Take the data below and copy exactly the lines starting at the one with "Testflow for verifying" and finishing at the one with "not representative of", both included.

=== Section Start ===

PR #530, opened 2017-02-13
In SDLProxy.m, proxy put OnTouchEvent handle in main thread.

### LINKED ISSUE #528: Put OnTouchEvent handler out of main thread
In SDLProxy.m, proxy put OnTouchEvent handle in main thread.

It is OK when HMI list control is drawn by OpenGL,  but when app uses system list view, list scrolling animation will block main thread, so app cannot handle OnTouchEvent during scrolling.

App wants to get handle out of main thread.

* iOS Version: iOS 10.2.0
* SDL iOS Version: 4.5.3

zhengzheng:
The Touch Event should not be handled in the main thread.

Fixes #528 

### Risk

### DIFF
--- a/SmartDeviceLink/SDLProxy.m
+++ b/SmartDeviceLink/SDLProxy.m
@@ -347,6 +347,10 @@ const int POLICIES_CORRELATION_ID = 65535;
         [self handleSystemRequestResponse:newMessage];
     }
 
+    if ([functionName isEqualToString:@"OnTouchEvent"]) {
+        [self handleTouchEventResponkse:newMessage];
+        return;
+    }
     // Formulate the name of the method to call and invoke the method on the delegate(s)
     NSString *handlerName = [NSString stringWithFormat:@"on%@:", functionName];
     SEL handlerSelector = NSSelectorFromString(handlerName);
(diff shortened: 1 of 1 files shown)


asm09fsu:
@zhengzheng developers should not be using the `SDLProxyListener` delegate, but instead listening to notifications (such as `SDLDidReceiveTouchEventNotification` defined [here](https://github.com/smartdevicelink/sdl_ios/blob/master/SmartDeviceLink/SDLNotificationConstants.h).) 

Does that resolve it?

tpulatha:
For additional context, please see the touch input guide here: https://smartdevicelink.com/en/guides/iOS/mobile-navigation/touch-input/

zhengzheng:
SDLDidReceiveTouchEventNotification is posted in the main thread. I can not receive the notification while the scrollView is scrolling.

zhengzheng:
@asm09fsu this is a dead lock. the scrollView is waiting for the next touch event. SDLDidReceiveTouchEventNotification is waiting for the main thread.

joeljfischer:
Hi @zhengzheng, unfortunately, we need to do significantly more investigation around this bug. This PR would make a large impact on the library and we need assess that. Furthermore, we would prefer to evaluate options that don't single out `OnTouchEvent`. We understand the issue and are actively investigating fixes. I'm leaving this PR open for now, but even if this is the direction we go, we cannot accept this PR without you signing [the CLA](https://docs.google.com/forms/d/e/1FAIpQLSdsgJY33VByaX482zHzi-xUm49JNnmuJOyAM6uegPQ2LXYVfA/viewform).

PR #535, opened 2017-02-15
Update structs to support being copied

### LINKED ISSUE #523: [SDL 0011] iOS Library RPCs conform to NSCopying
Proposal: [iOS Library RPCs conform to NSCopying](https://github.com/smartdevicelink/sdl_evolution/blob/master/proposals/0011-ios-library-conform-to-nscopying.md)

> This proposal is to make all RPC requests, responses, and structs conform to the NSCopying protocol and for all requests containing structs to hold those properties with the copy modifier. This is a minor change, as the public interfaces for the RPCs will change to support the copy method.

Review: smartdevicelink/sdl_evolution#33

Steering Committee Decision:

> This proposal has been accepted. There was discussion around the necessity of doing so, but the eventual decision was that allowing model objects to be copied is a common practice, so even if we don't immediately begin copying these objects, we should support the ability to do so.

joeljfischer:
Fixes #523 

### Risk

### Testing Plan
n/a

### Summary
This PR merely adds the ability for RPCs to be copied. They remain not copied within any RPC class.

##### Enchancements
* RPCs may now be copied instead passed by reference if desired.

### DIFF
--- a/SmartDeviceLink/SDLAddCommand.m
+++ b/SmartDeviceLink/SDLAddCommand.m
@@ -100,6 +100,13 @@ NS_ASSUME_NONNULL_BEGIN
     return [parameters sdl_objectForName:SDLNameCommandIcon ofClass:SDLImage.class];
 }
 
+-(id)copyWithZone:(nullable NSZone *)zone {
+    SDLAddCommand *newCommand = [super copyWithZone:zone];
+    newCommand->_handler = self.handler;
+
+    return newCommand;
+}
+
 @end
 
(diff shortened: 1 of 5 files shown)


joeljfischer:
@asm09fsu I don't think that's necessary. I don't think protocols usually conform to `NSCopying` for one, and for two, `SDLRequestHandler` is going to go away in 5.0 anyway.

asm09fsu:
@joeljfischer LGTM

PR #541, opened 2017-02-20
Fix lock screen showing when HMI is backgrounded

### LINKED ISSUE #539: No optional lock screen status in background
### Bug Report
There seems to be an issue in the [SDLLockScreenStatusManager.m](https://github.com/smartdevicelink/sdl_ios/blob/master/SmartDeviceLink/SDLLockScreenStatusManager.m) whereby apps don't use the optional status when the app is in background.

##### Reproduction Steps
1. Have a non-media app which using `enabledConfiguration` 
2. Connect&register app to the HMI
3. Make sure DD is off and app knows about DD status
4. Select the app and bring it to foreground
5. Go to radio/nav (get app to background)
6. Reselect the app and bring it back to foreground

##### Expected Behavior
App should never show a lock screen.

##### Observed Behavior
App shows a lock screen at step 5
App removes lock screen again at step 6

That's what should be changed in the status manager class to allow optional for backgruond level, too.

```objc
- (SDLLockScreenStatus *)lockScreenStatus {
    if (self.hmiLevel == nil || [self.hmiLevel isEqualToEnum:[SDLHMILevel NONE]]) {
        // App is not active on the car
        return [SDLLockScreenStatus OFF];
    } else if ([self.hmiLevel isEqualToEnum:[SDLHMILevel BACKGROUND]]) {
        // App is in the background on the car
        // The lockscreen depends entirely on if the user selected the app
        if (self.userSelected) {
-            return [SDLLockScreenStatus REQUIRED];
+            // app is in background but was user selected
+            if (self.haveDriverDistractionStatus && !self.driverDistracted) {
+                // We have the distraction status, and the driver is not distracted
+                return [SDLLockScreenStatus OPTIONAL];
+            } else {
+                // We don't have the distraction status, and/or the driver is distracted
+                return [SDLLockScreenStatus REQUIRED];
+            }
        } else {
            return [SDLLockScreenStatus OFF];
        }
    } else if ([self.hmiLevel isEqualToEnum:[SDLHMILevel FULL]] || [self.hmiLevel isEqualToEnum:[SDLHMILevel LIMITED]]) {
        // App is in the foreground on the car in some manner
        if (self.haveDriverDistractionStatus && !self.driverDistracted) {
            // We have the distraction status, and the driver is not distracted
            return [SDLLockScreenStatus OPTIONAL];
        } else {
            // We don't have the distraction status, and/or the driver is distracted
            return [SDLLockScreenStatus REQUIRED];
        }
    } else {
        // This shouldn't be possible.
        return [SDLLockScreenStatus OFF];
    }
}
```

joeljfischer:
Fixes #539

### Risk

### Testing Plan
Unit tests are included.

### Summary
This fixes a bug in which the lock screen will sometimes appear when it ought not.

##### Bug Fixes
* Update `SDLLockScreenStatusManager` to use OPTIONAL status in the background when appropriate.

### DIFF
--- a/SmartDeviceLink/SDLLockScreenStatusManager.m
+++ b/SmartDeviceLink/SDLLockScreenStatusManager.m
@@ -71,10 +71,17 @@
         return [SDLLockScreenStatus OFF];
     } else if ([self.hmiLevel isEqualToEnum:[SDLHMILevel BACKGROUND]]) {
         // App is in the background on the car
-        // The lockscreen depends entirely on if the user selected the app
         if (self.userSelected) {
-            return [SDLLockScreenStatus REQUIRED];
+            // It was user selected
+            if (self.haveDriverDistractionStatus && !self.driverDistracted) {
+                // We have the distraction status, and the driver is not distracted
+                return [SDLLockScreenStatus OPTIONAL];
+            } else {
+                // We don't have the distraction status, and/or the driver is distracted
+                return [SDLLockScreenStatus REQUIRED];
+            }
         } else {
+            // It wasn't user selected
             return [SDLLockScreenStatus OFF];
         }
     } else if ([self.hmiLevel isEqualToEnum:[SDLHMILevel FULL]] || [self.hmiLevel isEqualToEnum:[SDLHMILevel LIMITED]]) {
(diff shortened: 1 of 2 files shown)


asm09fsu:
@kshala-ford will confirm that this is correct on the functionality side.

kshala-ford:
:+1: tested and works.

=== Section End ===
=== Section Start ===

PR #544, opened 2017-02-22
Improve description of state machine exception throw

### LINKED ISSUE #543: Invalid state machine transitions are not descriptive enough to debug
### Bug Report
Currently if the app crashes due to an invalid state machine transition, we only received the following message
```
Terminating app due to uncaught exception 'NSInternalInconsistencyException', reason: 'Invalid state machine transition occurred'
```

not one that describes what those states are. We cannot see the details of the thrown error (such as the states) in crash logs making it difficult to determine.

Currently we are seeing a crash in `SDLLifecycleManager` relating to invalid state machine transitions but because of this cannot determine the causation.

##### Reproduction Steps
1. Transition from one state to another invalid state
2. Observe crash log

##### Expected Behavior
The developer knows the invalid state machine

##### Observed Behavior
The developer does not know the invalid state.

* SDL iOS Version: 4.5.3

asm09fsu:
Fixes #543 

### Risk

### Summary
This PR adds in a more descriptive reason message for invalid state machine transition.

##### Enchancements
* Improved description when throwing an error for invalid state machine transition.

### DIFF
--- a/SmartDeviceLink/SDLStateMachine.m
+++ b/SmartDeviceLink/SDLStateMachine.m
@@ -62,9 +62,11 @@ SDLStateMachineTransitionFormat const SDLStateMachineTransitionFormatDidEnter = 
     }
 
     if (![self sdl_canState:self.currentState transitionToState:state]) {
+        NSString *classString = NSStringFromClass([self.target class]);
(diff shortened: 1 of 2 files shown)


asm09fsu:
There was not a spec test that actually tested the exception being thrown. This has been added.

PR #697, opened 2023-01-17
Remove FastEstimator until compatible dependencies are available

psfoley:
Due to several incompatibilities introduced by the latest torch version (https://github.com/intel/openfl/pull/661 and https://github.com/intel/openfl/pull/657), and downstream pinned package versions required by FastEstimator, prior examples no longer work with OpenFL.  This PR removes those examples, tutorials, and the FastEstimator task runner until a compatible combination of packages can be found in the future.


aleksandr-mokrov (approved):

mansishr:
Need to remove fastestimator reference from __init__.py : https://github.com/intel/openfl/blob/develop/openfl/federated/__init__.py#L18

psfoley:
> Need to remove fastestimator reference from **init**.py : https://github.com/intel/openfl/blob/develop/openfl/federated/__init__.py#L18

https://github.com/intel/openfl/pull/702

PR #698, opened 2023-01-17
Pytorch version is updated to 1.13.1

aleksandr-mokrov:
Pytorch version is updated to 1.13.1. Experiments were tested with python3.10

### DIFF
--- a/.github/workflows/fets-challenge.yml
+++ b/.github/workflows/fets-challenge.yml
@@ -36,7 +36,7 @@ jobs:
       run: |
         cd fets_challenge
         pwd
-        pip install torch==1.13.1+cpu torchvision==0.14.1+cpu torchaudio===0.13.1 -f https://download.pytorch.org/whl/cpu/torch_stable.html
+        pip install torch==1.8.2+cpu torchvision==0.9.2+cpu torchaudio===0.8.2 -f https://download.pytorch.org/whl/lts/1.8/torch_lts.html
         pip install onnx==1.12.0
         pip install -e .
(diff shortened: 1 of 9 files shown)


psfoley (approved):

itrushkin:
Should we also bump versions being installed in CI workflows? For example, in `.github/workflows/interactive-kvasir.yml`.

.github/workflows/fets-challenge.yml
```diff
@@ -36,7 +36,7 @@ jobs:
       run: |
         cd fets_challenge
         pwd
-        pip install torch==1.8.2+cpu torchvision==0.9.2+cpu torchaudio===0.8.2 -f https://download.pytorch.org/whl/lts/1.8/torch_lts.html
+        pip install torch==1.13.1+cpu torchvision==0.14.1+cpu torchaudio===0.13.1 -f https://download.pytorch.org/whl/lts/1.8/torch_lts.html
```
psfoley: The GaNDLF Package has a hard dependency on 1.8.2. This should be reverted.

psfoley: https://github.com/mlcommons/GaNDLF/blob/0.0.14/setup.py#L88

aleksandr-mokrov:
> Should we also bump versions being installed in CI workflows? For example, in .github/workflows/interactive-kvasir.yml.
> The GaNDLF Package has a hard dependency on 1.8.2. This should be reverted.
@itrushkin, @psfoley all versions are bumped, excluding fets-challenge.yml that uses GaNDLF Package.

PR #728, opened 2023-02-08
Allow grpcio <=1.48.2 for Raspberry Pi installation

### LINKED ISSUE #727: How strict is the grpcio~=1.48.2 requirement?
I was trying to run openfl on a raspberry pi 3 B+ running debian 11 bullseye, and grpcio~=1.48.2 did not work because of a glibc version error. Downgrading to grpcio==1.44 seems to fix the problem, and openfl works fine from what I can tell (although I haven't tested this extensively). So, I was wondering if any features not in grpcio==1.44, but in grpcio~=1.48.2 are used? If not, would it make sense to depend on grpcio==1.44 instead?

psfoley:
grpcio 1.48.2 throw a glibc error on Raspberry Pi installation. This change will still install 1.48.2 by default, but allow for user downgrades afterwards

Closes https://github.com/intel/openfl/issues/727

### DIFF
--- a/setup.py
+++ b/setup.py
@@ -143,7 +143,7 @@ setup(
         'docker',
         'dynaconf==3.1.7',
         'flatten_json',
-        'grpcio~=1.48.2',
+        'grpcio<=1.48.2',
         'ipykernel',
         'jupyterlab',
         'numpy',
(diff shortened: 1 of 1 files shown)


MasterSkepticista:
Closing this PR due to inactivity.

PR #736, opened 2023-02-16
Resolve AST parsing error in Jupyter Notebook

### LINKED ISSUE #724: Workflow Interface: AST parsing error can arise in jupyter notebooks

=== Section End ===
=== Section Start ===

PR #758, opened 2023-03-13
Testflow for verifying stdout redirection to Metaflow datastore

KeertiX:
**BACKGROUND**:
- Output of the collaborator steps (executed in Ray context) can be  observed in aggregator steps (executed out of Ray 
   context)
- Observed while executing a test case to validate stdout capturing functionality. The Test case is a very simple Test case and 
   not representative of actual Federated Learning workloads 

=== Section End ===

Written solution »
Testflow for verifying stdout redirection to Metaflow datastore

KeertiX:
**BACKGROUND**:
- Output of the collaborator steps (executed in Ray context) can be  observed in aggregator steps (executed out of Ray 
   context)
- Observed while executing a test case to validate stdout capturing functionality. The Test case is a very simple Test case and 
   not representative of actual Federated Learning workloads 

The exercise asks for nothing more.